Covid 19 Mengaktifkan “Virus” KDRT, Atasi dengan Sistem Islam



               Oleh: Farida Nur Rahma, M. Pd.

 Dosen Ilmu Komunikasi dan Penyiaran STIBA Ar Raayah

Ditengah pandemi Covid-19 pemerintahan di negara manapun menerapkan kebijakan lockdown atau social distancing. Ternyata kebijakan ini melahirkan masalah baru seperti inflasi ekonomi, pemutusan hubungan kerja (PHK) massal, meningkatnya angka kemiskinan, krisis keamanan, bahkan meningkatnya kasus Kekerasan Dalam Rumah Tangga (KDRT). Sudah jatuh, tertimpa tangga pula.


Social Distancing memang bisa memutus rantai penyebaran Covid-19 namun mengaktifkan “virus’ KDRT. Meningkatnya kasus KDRT ternyata terjadi hampir di seluruh negara terdampak Covid-19. Sehingga Sekretaris Umum PBB Antonio Guterres menyampaikan kekhawatirannya atas peningkatan kasus KDRT di tengah krisis pandemi virus Corona lewat Twitter. "Lockdown dan karantina memang sangat penting dilakukan untuk memperlambat penyebaran COVID-19. Tapi itu juga bisa membuat wanita terperangkap bersama pasangan yang kasar," ujar Antonio.

Kekhawatiran tersebut juga disampaikan organisasi pendamping korban kekerasan domestik di berbagai kota Eropa. "Untuk banyak orang, rumah mereka bukanlah tempat yang aman," ujar pihak BFF, salah satu organisasi yang berbasis di Jerman.
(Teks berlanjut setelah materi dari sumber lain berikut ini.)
PR #1735, opened 2019-05-30
[subset] Hmtx/vmtx tables to use subset2 and new iterator frameworks

qxliu76:


src/hb-ot-hmtx-table.hh
```diff
@@ -86,74 +92,68 @@ struct hmtxvmtx
...
+    _mtx.init (c->plan->source);
+    unsigned num_advances = _mtx.num_advances_for_subset (c->plan);
+    
+    auto it = 
+    + hb_range (c->plan->num_output_glyphs ())
+    | hb_map ([c, &_mtx] (unsigned _)
+	{
+	  hb_codepoint_t old_gid;
+	  if (c->plan->old_gid_for_new_gid (_, &old_gid))
+            return hb_pair<unsigned, unsigned> (_mtx.get_advance (old_gid), _mtx.get_side_bearing (old_gid));
```
behdad: Do you actually need to specify the template types here?  I'd assume not.

src/hb-ot-hmtx-table.hh
```diff
@@ -86,74 +92,68 @@ struct hmtxvmtx
...
+          else
+	    return hb_pair<unsigned, unsigned> (0, 0);
```
behdad: Same here.  Just pass `0u` instead of `0`.

src/hb-subset.cc
```diff
@@ -67,7 +67,7 @@ template<typename TableType>
 static bool
 _subset2 (hb_subset_plan_t *plan)
 {
-  bool result = true;
+  bool result = false;
```
behdad: Why this?

src/hb-ot-hmtx-table.hh
```diff
@@ -51,6 +51,12 @@ struct LongMetric
   FWORD		sb; /* Leading (left/top) side bearing. */
   public:
   DEFINE_SIZE_STATIC (4);
+  LongMetric (unsigned ad,
+              unsigned side_bearing)
+  {
+    advance = ad;
+    sb = side_bearing;
+  }
```
behdad: We actually don't currently have constructors in any of our font structs.  Previously that was a requirement of C++<11.  I still want to keep it that way.  So just assign to the members outside for now.  Thanks.

src/hb-ot-hmtx-table.hh
```diff
@@ -86,74 +92,68 @@ struct hmtxvmtx
...
+    unsigned idx = 0;
+    + it
+    | hb_apply ([c, &idx, num_advances] (const hb_item_type<Iterator>& _)
+                {
+                  if (idx < num_advances) 
+                  {
+                    LongMetric lm (_.first, _.second);
+                    if (unlikely (!c->embed<LongMetric> (&lm)))
+                      return;
+                  } else {
```
behdad: Braces on new line.

src/hb-ot-hmtx-table.hh
```diff
@@ -86,74 +92,68 @@ struct hmtxvmtx
...
-    char * dest_pos = (char *) dest;
+    unsigned idx = 0;
+    + it
+    | hb_apply ([c, &idx, num_advances] (const hb_item_type<Iterator>& _)
+                {
+                  if (idx < num_advances) 
+                  {
+                    LongMetric lm (_.first, _.second);
+                    if (unlikely (!c->embed<LongMetric> (&lm)))
+                      return;
```
behdad: Return on same line.

src/hb-subset.cc
qxliu76: this is to be consistent with _subset(), otherwise there's a unit test failure.

PR #1736, opened 2019-05-31
[subset] Correct calculation of max offset for loca

rsheeter:
Fixes bug where we wouldn't use long loca when we should.

Don't write head/loca if we know we are bailing out.


behdad:
Lgtm if bots happy.  WOuld be nice to have test for but maybe too large.

PR #1739, opened 2019-06-01
Update qsort_r and use it everywhere instead libc's qsort

### LINKED ISSUE #593: hb-dsalgs.hh
Just filing this to dump what I like to do.  I don't have time to do it right now, just logging for now.

We have hb_sort_r() and hb_bsearch_r() now.  Rename hb_sort_r() to hb_qsort_r(), and then add native implementation of hb_qsort() and hb_bsearch() as well as use them instead of system ones.  Since qsort is recursive, it won't inline well.  For bsearch, try templatizing it and see if it can be vectorized for certain types.

Add in-place mergesort (I have acquired a relicensed version of https://github.com/liuxinyu95/AlgoXY/blob/algoxy/sorting/merge-sort/src/mergesort.c from its author). Make it a `_r` version.  Use it instead of our current insertion-sort.

For both qsort and mergesort, add a version that takes a swap() function, such that we can sort two parallel arrays, like hb_buffer_t::sort().  Also, use bsearch_r() for CmapSubtableFormat4::accelerator_t::get_glyph_func().

In general, consolidate all search and sort functions.

Then add hb_prealloced_array_t and hb_lockable_set_t from hb-private.hh to hb-dsalgs.hh.  At some point implement a hashmap. Maybe public? Integer->integer only?

ebraminio:
Let's see, fixes #593

### DIFF
--- a/src/hb-aat-map.hh
+++ b/src/hb-aat-map.hh
@@ -66,7 +66,7 @@ struct hb_aat_map_builder_t
     hb_aat_layout_feature_selector_t  setting;
     unsigned  seq; /* For stable sorting only. */
 
-    HB_INTERNAL static int cmp (const void *pa, const void *pb)
+    HB_INTERNAL static int cmp (const void *pa, const void *pb, void *arg HB_UNUSED)
     {
       const feature_info_t *a = (const feature_info_t *) pa;
       const feature_info_t *b = (const feature_info_t *) pb;
--- a/src/hb-algs.hh
+++ b/src/hb-algs.hh
@@ -638,7 +638,7 @@ hb_bsearch (const void *key, const void *base,
 
 /*
 
-hb_sort_r function to be exported.
+hb_qsort function to be exported.
 
 Parameters:
   base is the array to be sorted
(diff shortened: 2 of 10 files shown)


behdad:
I wonder what the size implications are.

ebraminio:
> I wonder what the size implications are.

Fair. What compile flags you use for comparison?

ebraminio:
Ok merged the two as your suggestion I guess so no size implication anymore

ebraminio:
From https://github.com/harfbuzz/harfbuzz/pull/1741#issuecomment-497963227

> I'm fine w doing this but also for both bsearch and qsort, if HB_OPTIMIZE_SIZE is enabled we should introduce overload without extra args to call the C lib one. Curious what the size diff will be.

Specially for qsort that there is a qsort_r and it works if I replace sort_r_simple with it (so I guess there is some bug sort_r_simple already)

> Maybe combine the two?

Sure

ebraminio:
PTAL

Sad that test issues gone with sort_r update but even more sad that [apparently] we have a broken sort_r in use in the wild so should publish this quickly.

Please note that our `inline` is not equal to sort_r's [inline](https://github.com/noporpoise/sort_r/blob/master/sort_r.h#L25-L43)s.

behdad:
> Sad that test issues gone with sort_r update but even more sad that [apparently] we have a broken sort_r in use so should publish this quickly I think (will do a bisect to recheck this claim)

What are you talking about?  What's broken?

> Please note that our `inline` is not equal to sort_r's [inline](https://github.com/noporpoise/sort_r/blob/master/sort_r.h#L25-L43)s.

How is that relevant?

behdad:
I don't like this.  It's not even clear to me what you are doing with the actual sort changes.  Extra, unused, args to cmp functions are not acceptable.

Sorry but I'm closing this.  Please reopen small PRs.  First, one to modify hb_qsort to prepare it for varargs, and a later one to port existing uses to it.

behdad:
> Fair. What compile flags you use for comparison?

`-Os -DHB_TINY` with gcc.

ebraminio:
> Sorry but I'm closing this. Please reopen small PRs. First, one to modify hb_qsort to prepare it for varargs, and a later one to port existing uses to it.

But that's done to not impact harbuzz binary size.

> I don't like this. It's not even clear to me what you are doing with the actual sort changes. Extra, unused, args to cmp functions are not acceptable.

Well, making possible not go for the template duplication by unifying them, I think that was what you meant from "merge" them! :)

behdad:
That's why I always like discussing and agreeing on a plan before making changes :).

(My bad for not communicating better.  By merging two I actually meant merging this PR and the bsearch PR.  I'm sorry for confusing you.  But then again, I feel like if I don't reply immediately, even when not convenient for me, you keep going farther in directions that I might not like and will end up wasting more of your time.)

So, I see three ways this can be compiled:

  - Default should be qsort / bsearch inlined and fastest, with little regard to size,

  - On systems that provide the functions we need, the size-optimized build should defer to system qsort / qsort_r.  The latter might not be worth detecting because of the confusing history of that function.  For bsearch I'm hesitant to move to system because how hot bsearch it is in our profiles.  But then again, maybe we can keep one or two bsearch'es inlined and call system on the rest.  For making these decisions I like to see the binary size overhead of both qsort variations and bsearch variants.

  - On systems that don't provide libc, for size reasons we might want to compile internally but without template bloating / inlining.

It should be doable to support all three options.  But I like to fully understand which ones we are aiming for first.

ebraminio:
>>Please note that our inline is not equal to sort_r's inlines.

>How is that relevant?

glibc and sort_r both are using real inline to prefer speed over size, if you want completely match them we should have some always inline macro instead our ineffective `inline`.

>> Sad that test issues gone with sort_r update but even more sad that [apparently] we have a broken sort_r in use so should publish this quickly I think (will do a bisect to recheck this claim)

>What are you talking about? What's broken?

Roughly sure our current sort_r copy is broken, I think I can show that somewhere else

behdad:
> Roughly sure our current sort_r copy is broken, I think I can show that somewhere else

I probably broke it in this:
commit 3a9fa8c026bf28bf87e20ec95327f74fd7070b74
Author: Behdad Esfahbod <behdad@behdad.org>
Date:   Sat Nov 10 01:56:37 2018 -0500

    [qsort] Fix O(N^2) behavior if all array elements are the same
    
    Fixes https://bugs.chromium.org/p/oss-fuzz/issues/detail?id=11327
    
    Reported as https://github.com/noporpoise/sort_r/issues/7

ebraminio:
> It should be doable to support all three options. But I like to fully understand which ones we are aiming for first.

Different platform sort_r are not portable and reliable I believe, see [1](https://github.com/noporpoise/sort_r/blob/master/sort_r.h#L246) and [2](https://github.com/noporpoise/sort_r/blob/master/sort_r.h#L292-L304), what know what other libc's is doing, glibc way or bsd... We will need sort_r anyway and now that we have `qsort_r ` lets have that as the canonical sort implementation (to also not have bugs like #1751), just like what `qsort_s` means in MSVC CRT, it is the security enhanced version of `qsort` and it provides context whether needed or not.

PR #1741, opened 2019-06-01
Use a unified and internal bsearch

ebraminio:
Unintentionally but part of #593, I didn't know its essence at the time! :)

### DIFF
--- a/src/hb-aat-layout.cc
+++ b/src/hb-aat-layout.cc
@@ -139,11 +139,11 @@ hb_aat_layout_find_feature_mapping (hb_tag_t tag)
   return nullptr;
 #endif
 
-  return (const hb_aat_feature_mapping_t *) bsearch (&tag,
-						     feature_mappings,
-						     ARRAY_LENGTH (feature_mappings),
-						     sizeof (feature_mappings[0]),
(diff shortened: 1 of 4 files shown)


behdad:
I'm fine w doing this but also for both bsearch and qsort, if HB_OPTIMIZE_SIZE is enabled we should introduce overload without extra args to call the C lib one.  Curious what the size diff will be.

behdad:
Maybe combine the two?

ebraminio:
> I'm fine w doing this but also for both bsearch and qsort, if HB_OPTIMIZE_SIZE is enabled we should introduce overload without extra args to call the C lib one. Curious what the size diff will be.

Actually this brought to my attention as I wanted reduce harfbuzzjs size, so I see that as unnecessary complication as I have to do that only when there is no extra variable.

> Maybe combine the two?

Which two?

ebraminio:
> Actually this brought to my attention as I wanted reduce harfbuzzjs size,

And doing so undermines my wish on writing some slim libc to reduce harfbuzzjs wasm size even more.

ebraminio:
Merged this as it didn't have size implication and works correctly apparently, now #1739 remains which I don't why fails even

PR #1744, opened 2019-06-03
test: Use nullptr in C++ code.

waywardmonkeys:


ebraminio:
Correct, thanks. OK now that we have C++11 as we used to polyfill that before that.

Keterbatasan gerak, hilangnya pekerjaan, dan kesulitan finansial, akan memicu konflik. "Masalah-masalah tersebut menciptakan tekanan besar di dalam rumah tangga," ujar Florence Claudepierre dari FCPE, sebuah organisasi yang berbasis di Upper Rhine, Prancis.


Banyak fakta di temukan di Brasil, Jerman, Italia, hingga China, para aktivis dan orang yang selamat mengatakan bahwa mereka telah melihat peningkatan kekerasan yang signifikan. China, negara yang mejadi pusat penyebaran virus Corona, mencatat sedikitnya 300 pasangan mengajukan cerai sejak 24 Februari 2020, waktu di mana lockdown di negeri Tirai Bambu itu mulai diberlakukan. Di Spanyol, nomor darurat untuk KDRT juga menerima aduan 18 persen lebih banyak di dua minggu pertama lockdown diberlakukan.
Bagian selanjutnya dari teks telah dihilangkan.